Category C, caution in nursing.
Imidazopyridine, nonbenzodiazepine hypnotic; interacts with a gamma-aminobutyric acid-BZ receptor complex. Binds the BZ1 receptor preferentially with a high affinity ratio of the α1/α5 subunits.
Absorption: Biphasic. Cmax=134ng/mL; Tmax=1.5 hrs (median); AUC=740ng•hr/mL. Distribution: Plasma protein binding (92.5%); found in breast milk. Elimination: Renal; T1/2=2.8 hrs.
Assess for physical and/or psychiatric disorder, depression, compromised respiratory function, sleep apnea, myasthenia gravis, hepatic impairment, history of drug/alcohol addiction or abuse, hypersensitivity to the drug, pregnancy/nursing status, and possible drug interactions.
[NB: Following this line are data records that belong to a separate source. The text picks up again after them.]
PR #304, opened 2016-02-04
Reverted the port numbers and the paths for extended handshake script…

sanjay-saxena:
…s for conformance in lieu of reusability.

### DIFF
--- a/specification/httpx/src/main/scripts/org/kaazing/specification/httpx/extended/client.sends.message.between.opening.and.extended.handshake/request.rpt
+++ b/specification/httpx/src/main/scripts/org/kaazing/specification/httpx/extended/client.sends.message.between.opening.and.extended.handshake/request.rpt
@@ -15,7 +15,7 @@
 #
 
 property writeMask ${httpx:randomBytes(4)}
-connect http://localhost:8000/echo
+connect http://localhost:8080/path
 connected
 
 write method "GET"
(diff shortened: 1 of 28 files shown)


specification/httpx/src/main/scripts/org/kaazing/specification/httpx/opening/extended.handshake.protocol.negotiated/response.rpt
```diff
@@ -14,13 +14,13 @@
...
 
-accept http://localhost:8001/echo
+accept http://localhost:8000/echo
 accepted
 connected
 
 read method "GET"
 read version "HTTP/1.1"
-read header "Host" "localhost:8001"
+read header "Host" "localhost:800"
```
dpwspoon: missing 8000

specification/httpx/src/main/scripts/org/kaazing/specification/httpx/extended/client.sends.message.between.opening.and.extended.handshake/request.rpt
```diff
@@ -15,7 +15,7 @@
 #
 
 property writeMask ${httpx:randomBytes(4)}
-connect http://localhost:8001/echo
```
dpwspoon: It might be best to use 8080 and "path" like the other scripts.  Just a suggestion though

Monitor for angioedema, anaphylaxis, emergence of any new behavioral signs/symptoms of concern, respiratory depression, withdrawal signs/symptoms, tolerance, abuse, dependence, drowsiness, decreased level of consciousness, and other adverse reactions. Monitor for excess depressant effects.
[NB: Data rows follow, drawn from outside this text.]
PR #309, opened 2016-02-25
Add ability to override property from control

dpwspoon:


dpwspoon:
@cmebarrow this is ready for review

control/src/test/java/org/kaazing/k3po/control/internal/ControlTest.java
```diff
@@ -127,6 +127,7 @@ public void shouldWritePrepareCommand() throws Exception {
         final byte[] expectedPrepare =
                 ("PREPARE\n" +
                  "version:2.0\n" +
+                 "content-length:0\n" +
```
cmebarrow: Is this a backward compatible change to the protocol? Maybe bump protocol version?

examples/src/test/java/org/kaazing/k3po/examples/internal/PropertyOverrideIT.java
```diff
@@ -0,0 +1,74 @@
...
+    private final K3poRule k3po = new K3poRule().scriptProperty("RESPONSE 'Let\\'s take a selfie'");
+
+    private final TestRule timeout = new DisableOnDebug(new Timeout(5, SECONDS));
+
+    @Rule
+    public final TestRule chain = RuleChain.outerRule(k3po).around(timeout);
+
+    @Test
+    @Specification("server.hello.world")
+    @ScriptProperty("location 'tcp://localhost:8005'")
```
cmebarrow: Would  the following also work:`"location \"tcp://localhost:8005\""` ?

examples/src/test/scripts/org/kaazing/k3po/examples/internal/server.hello.world.rpt
```diff
@@ -14,9 +14,11 @@
...
-accept tcp://localhost:8001
+property location "tcp://localhost:8001"
+property RESPONSE "hello client"
+accept ${location}
 accepted
 connected
 read "hello world"
-write "hello client"
+write ${RESPONSE}
 closed
```
cmebarrow: Missing EOL

junit/src/main/java/org/kaazing/k3po/junit/rules/K3poRule.java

Inform about the benefits and risks of treatment. Instruct to take only as prescribed. Caution against driving and other activities requiring complete mental alertness the day after use. Instruct to contact physician immediately if any adverse reactions (eg, severe anaphylactic/anaphylactoid reactions, sleep-driving, other complex behaviors, suicidal thoughts) develop. Advise not to use the drug if patient drank alcohol that pm or before bed. Instruct not to increase the dose and to inform physician if it is believed that the drug does not work.
15-25°C (59-77°F); limited excursions permissible up to 30°C (86°F).